Torsten Riedling: Es gibt da sicherlich unterschiedliche Ambitionen. Um etwas Außergewöhnliches zu machen, in jedem Fall. Es ist auch der Reiz an der Höhe. Wenn Leute schon geklettert sind, haben sie vielleicht schon mal darüber nachgedacht, eine längere Zeit da oben zu verbringen.

Und wie läuft so eine Baumübernachtung ab?

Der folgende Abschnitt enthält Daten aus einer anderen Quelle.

PR #862, opened 2026-02-17
Expose `local_partitions` of shuffler to Python

wence-:
Currently when we construct a shuffler and then want to extract the local partitions in order, we need to know the partition assignment function. The default is round-robin assignment and so we just hard-code that (since the assignment function is not exposed in Python today). However, if we were to import a shuffle object from C++, this hard-coded assignment might be wrong. Instead, we should just ask the shuffler for its assignment.

### DIFF
--- a/python/rapidsmpf/rapidsmpf/streaming/coll/shuffler.pyx
+++ b/python/rapidsmpf/rapidsmpf/streaming/coll/shuffler.pyx
@@ -339,8 +339,7 @@ cdef class ShufflerAsync:
 
         Returns
         -------
-        list[int]
-            Partition IDs owned by this shuffler.
+        Partition IDs owned by this shuffler.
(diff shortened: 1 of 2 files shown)


python/rapidsmpf/rapidsmpf/streaming/coll/shuffler.pyx
```diff
@@ -331,3 +332,20 @@ cdef class ShufflerAsync:
...
             return None
+
+    def local_partitions(self):
+        """
+        Return the partition IDs owned by this rank.
+
+        Returns
+        -------
+        list[int]
+            Partition IDs owned by this shuffler.
```
madsbk:
```suggestion
        Partition IDs owned by this shuffler.
```

PR #863, opened 2026-02-17
Remove multi-message support in shuffle chunks

madsbk:
To significantly simplify the code, I suggest removing the ability for shuffle chunks to contain multiple messages.

Instead, if we want to concatenate messages, this should be handled at a higher level, for example by using multiple shuffle operations.

### DIFF
--- a/python/rapidsmpf/rapidsmpf/tests/test_shuffler.py
+++ b/python/rapidsmpf/rapidsmpf/tests/test_shuffler.py
@@ -65,7 +65,6 @@ def test_shuffler_single_nonempty_partition(
 
     my_partitions = shuffler.local_partitions()
     expected_partitions = set(my_partitions)
-    shuffler.insert_finished(list(range(total_num_partitions)))
 
     local_outputs = []
     extracted_partitions = set()


cpp/src/shuffler/postbox.cpp
```diff
@@ -14,14 +14,8 @@ namespace rapidsmpf::shuffler::detail {
...
 void PostBox<KeyType>::insert(Chunk&& chunk) {
-    // check if all partition IDs in the chunk map to the same key
-    KeyType key = key_map_fn_(chunk.part_id(0));
-    for (size_t i = 1; i < chunk.n_messages(); ++i) {
-        RAPIDSMPF_EXPECTS(
-            key == key_map_fn_(chunk.part_id(i)),
-            "PostBox.insert(): all messages in the chunk must map to the same key"
-        );
-    }
+    // Single-message chunks only - get the key for the one partition
```
pentschev:
```suggestion
```

cpp/src/shuffler/shuffler.cpp
```diff
@@ -491,31 +476,20 @@ void Shuffler::insert_into_ready_postbox(detail::Chunk&& chunk) {
 void Shuffler::insert(detail::Chunk&& chunk) {
     {
         std::lock_guard const lock(outbound_chunk_counter_mutex_);
-        // There are multiple partitions in the chunk. So, increment the counter for
-        // each partition.
-        for (size_t i = 0; i < chunk.n_messages(); ++i) {
-            ++outbound_chunk_counter_[chunk.part_id(i)];
-        }
+        // Single-message chunk - increment counter for the one partition
```
pentschev:
```suggestion
```

pentschev (approved):
Looks good, left some suggestions to remove unnecessary comments only.

pentschev (approved):

nirandaperera (approved):
LGTM. I wish we had kept the `ChunkBatch` API when this was initially added. Then maybe we could have kept some of the concat code for later use.

PR #871, opened 2026-02-19
Statistics cleanup

madsbk:
Wherever we previously took a `statistics` argument, we now use the BufferResource’s statistics when available.

### DIFF
--- a/cpp/src/integrations/cudf/partition.cpp
+++ b/cpp/src/integrations/cudf/partition.cpp
@@ -257,9 +257,7 @@ std::vector<PackedData> unspill_partitions(
         ret.emplace_back(std::move(metadata), br->move(std::move(data), reservation));
     }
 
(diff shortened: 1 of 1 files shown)


cpp/src/integrations/cudf/partition.cpp
```diff
@@ -234,16 +226,17 @@ std::vector<PackedData> spill_partitions(
...
 }
 
 std::vector<PackedData> unspill_partitions(
     std::vector<PackedData>&& partitions,
     BufferResource* br,
-    AllowOverbooking allow_overbooking,
-    std::shared_ptr<Statistics> statistics
+    AllowOverbooking allow_overbooking
 ) {
     auto const start_time = Clock::now();
```
nirandaperera:
```suggestion
    auto statistics = br->statistics();
    auto const start_time = Clock::now();
```

PR #571, opened 2026-05-14
feat(granola): auto-refresh on every CLI invocation

mvanhorn:
## Summary

Auto-refreshes the local SQLite store as the first action of every command, so `meetings list`, `panel get`, etc. no longer return stale data when the caller forgot to run `sync` first. Closes the "agents forget to sync" problem by treating freshness as a CLI-level invariant.

Both auth surfaces refresh independently:
- **Desktop encrypted cache** → `sync` path (cache-v6.json.enc → SQLite). Fires when the encrypted file is present.
- **Public REST API** → `sync-api` path. Fires when `GRANOLA_API_KEY` is set or an access token is in config.

When both are configured, both refresh routines run (cache first, then api). When neither is set, auto-refresh is a silent no-op.

Plan: `docs/plans/2026-05-14-001-feat-cli-auto-refresh-every-invocation-plan.md`

## Key design decisions

- **Hook location:** `PersistentPreRunE` in `internal/cli/root.go`, fired after agent-mode expansion + data-source validation so flag/profile/env precedence resolves correctly first.
- **Skip list:** `sync`, `sync-api`, `auth`, `doctor`, `help`, `version`, `completion`, `agent-context`, `profile`, `feedback`, `which`. These either don't read data or cannot operate before auth is established.
- **Best-effort:** refresh failures print a one-line stderr warning and the requested command always proceeds. A flaky network never breaks read-only data exploration.
- **Provenance line:** `auto-refresh: cache=ok (1.2s, 47 rows)  api=ok (820ms, 12 rows)` on stderr in interactive mode. Suppressed under `--agent` / `--json` / `--compact` / `--quiet` / non-TTY stderr so agent and CI consumers see no chatter.
- **Three-tier opt-out:** `--no-refresh` flag (wins) → profile `no-refresh` value → `GRANOLA_NO_AUTO_REFRESH=1` env.
- **agent-context disclosure:** exposes the full contract (default, flag, env, profile field, surfaces, skip list) so introspecting agents discover it without scraping --help.

## Approach

Five units, four logical commits:

1. **U1:** Extract `runCacheSync(ctx)` from `newSyncCacheCmd.RunE` and add a new focused `runApiSync(ctx, flags)` helper for the auto-refresh path. Existing user-facing commands keep byte-identical output, JSON shape, and exit codes.
2. **U2:** New `internal/cli/autorefresh.go` centralizing skip-list ancestor walking, dual-path detection, dispatch, provenance line formatting, and suppression matrix.
3. **U3:** Wire `runAutoRefresh` into `PersistentPreRunE`. Add `--no-refresh` persistent flag. Extend `agent-context` JSON with the auto_refresh contract.
4. **U4:** Provenance line + quiet-mode suppression (implemented as part of U2's autorefresh.go; covered by U2's tests).
5. **U5:** SKILL.md + README Auto-Refresh sections; replace the stale "Run sync first" troubleshooting advisory; patches manifest entry.

## Testing

- 287 tests pass (`go test ./...` across 13 packages), up from 267 before — 20 new unit tests for skip-list walking, opt-out precedence, plan detection, provenance line format, duration rendering, error shortening, and TTY suppression.
- `go vet ./...` clean.
- `govulncheck ./...` reports no vulnerabilities.
- `python3 .github/scripts/verify-skill/verify_skill.py --dir library/productivity/granola/` passes (flag-names, flag-commands, positional-args, unknown-command).
- Manual smoke test against the live binary:
  - `granola-pp-cli --no-refresh --help` shows the new flag.
  - `granola-pp-cli meetings list --no-refresh --limit 2 --json` returns data without refresh side effects.
  - `granola-pp-cli agent-context --json | jq .auto_refresh` shows the full contract (flag, env, surfaces, skip list).
  - `granola-pp-cli sync` and `granola-pp-cli sync-api` produce identical stdout/stderr/exit codes to pre-change behavior.

## Post-Deploy Monitoring & Validation

This is a CLI behavior change with no remote-service impact, but worth validating:

- **First indicator something is wrong:** users reporting that interactive commands hang for several seconds. Auto-refresh shouldn't add measurable latency for desktop-cache users (~tens of ms), but `GRANOLA_API_KEY` users will see the api-sync latency (~1-3s) on every command. If reports come in, the opt-out flag is the immediate mitigation; the deferred minimum-interval TTL knob is the structural fix.
- **Watch for:** runaway syncs (cache sync running on every command in a tight loop, hitting the Keychain prompt repeatedly). Mitigation: `GRANOLA_NO_AUTO_REFRESH=1`.
- **Doctor stays the source of truth.** Users diagnosing freshness issues should run `granola-pp-cli doctor` — auto-refresh writes the same `SyncState` doctor reads.
- **Validation window:** 1 week post-merge. Watch for issues opened against this repo mentioning "stale data", "slow command", "keychain prompt".
- **Owner:** @mvanhorn (CLI maintainer).
- **Rollback trigger:** if multiple users report keychain-prompt loops or measurable per-command latency >2s on cache-only setups, revert this PR and ship the deferred minimum-interval TTL knob first.

## Scope boundaries (deferred)

- **MCP server auto-refresh** — same idea, different harness; track separately so the CLI ships first.
- **Minimum-interval TTL** (`GRANOLA_AUTO_REFRESH_MIN_INTERVAL=2s`) — add if a high-frequency caller emerges.
- **Desktop AppleScript deep refresh** — opt-in `--refresh=deep` to nudge Granola desktop to pull from server.
- **Concurrency file-lock** — SQLite WAL handles current observed load.

### DIFF
--- a/cli-skills/pp-granola/SKILL.md
+++ b/cli-skills/pp-granola/SKILL.md
@@ -278,6 +278,41 @@ Commands that read from the local store or the API wrap output in a provenance e
 
 Parse `.results` for data and `.meta.source` to know whether it's live or local. A human-readable `N results (live)` summary is printed to stderr only when stdout is a terminal — piped/agent consumers get pure JSON on stdout.
 
+## Auto-Refresh
+
+Every command auto-refreshes the local store as its first action. You do **not** need to run `granola-pp-cli sync` before `meetings list`, `panel get`, or any other read — the CLI handles that for you on every invocation.
+
+**Two auth surfaces refresh independently:**
+
+| Surface | What runs | When it fires |
+|---------|-----------|---------------|
+| Desktop encrypted cache | `sync` (cache → SQLite) | When `~/Library/Application Support/Granola/cache-v6.json.enc` (or pre-encryption `cache-v6.json`) is present |
+| Public REST API | `sync-api` (public-api.granola.ai → SQLite) | When `GRANOLA_API_KEY` is set or an access token is saved in the config file |
+
+When both are available, both refresh routines fire (cache first, then api). When neither is configured, auto-refresh is a silent no-op and your underlying command produces its own auth error.
+
+**Freshness ceiling.** Auto-refresh reads from Granola desktop's encrypted cache file; it does **not** poke the desktop app to refresh from Granola servers. The freshness ceiling is whatever Granola desktop has already pulled. If a meeting just ended and the desktop hasn't synced from servers yet, no CLI-side refresh will surface it. For latest-second-fresh data, open Granola desktop briefly before invoking the CLI.
+
+**Provenance line.** When stderr is a TTY and you are not in `--agent` / `--json` / `--compact` / `--quiet` mode, a one-liner like `auto-refresh: cache=ok (1.2s, 47 rows)  api=ok (820ms, 12 rows)` lands on stderr after the refresh. Agent and JSON consumers see no chatter on stdout.
+
+**Failures are non-fatal.** A refresh that fails prints `cache=failed: <short reason>` on stderr and the command proceeds against whatever data is already in the store. Run `granola-pp-cli doctor` to investigate persistent refresh failures.
+
+**Opt out** (precedence: flag wins over env):
+
+```bash
+# Single command:
+granola-pp-cli meetings list --no-refresh
+
+# For a shell session / CI job:
+export GRANOLA_NO_AUTO_REFRESH=1
+
+# Saved per-profile via the existing profile mechanism:
+granola-pp-cli profile save fast --no-refresh
+granola-pp-cli --profile fast meetings list
+```
+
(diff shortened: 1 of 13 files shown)


tmchow:
Hey @mvanhorn, this PR has unresolved review feedback and a low review score from over 6 hours back. Heads-up so it doesn't drift. No auto-close on maintainer PRs.

mvanhorn:
Thanks @greptileai - both addressed in 9b5209bb:

- P1 `sync_autorefresh.go:109` warned rows dropped: moved `totalSynced += res.Count` into the `res.Warn != nil` branch as well. A warning is partial-success, not a no-op; the previous code zeroed out the provenance row count whenever every resource warned, even when real rows landed in the store.
- P2 `autorefresh.go:160` misleading doc: rewrote the autoRefreshOptedOut comment to match the code. A bool flag can't distinguish 'explicitly set to false' from 'default', so the env var actually runs whenever `flags.noRefresh` is false; the doc now also notes that env beats a profile-set `--no-refresh=false`.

Torsten: Wir treffen uns am frühen Mittag, um uns kennenzulernen, zusammen zu grillen, und danach machen wir uns auf den Weg nach oben. Das sind 18 Meter. Wir steigen an einem Seil auf, an dem Steigklemmen angebracht sind. Mit den Füßen steigt man in die Trittleitern, die an den Steigklemmen befestigt sind. An den Steigklemmen sind Griffe, mit denen man sie nach oben schieben kann. Die Steigklemmen rutschen nur nach oben, nach unten verklemmen sie sich. Wenn man nun abwechselnd die Steigklemmen nach oben schiebt, kann man langsam am Seil aufsteigen.

Das hört sich anstrengend an.

Torsten: Kann es durchaus sein, ja. Aber man ist auf jeden Fall an einem Gurt gesichert, selbst oben, die ganze Nacht über.

Ist diese Gurtsicherung nicht unbequem?

Torsten: Nein, nein. Die Gurte liegen sehr locker am Körper.

Wie lange dauert es, bis man oben am Baum ankommt?

Torsten (lacht): Das ist sehr unterschiedlich. Es kann schon mal eine halbe Stunde dauern.

Und dann hängt man sich Faultier-like auf irgendein dickes Geäst, oder wie?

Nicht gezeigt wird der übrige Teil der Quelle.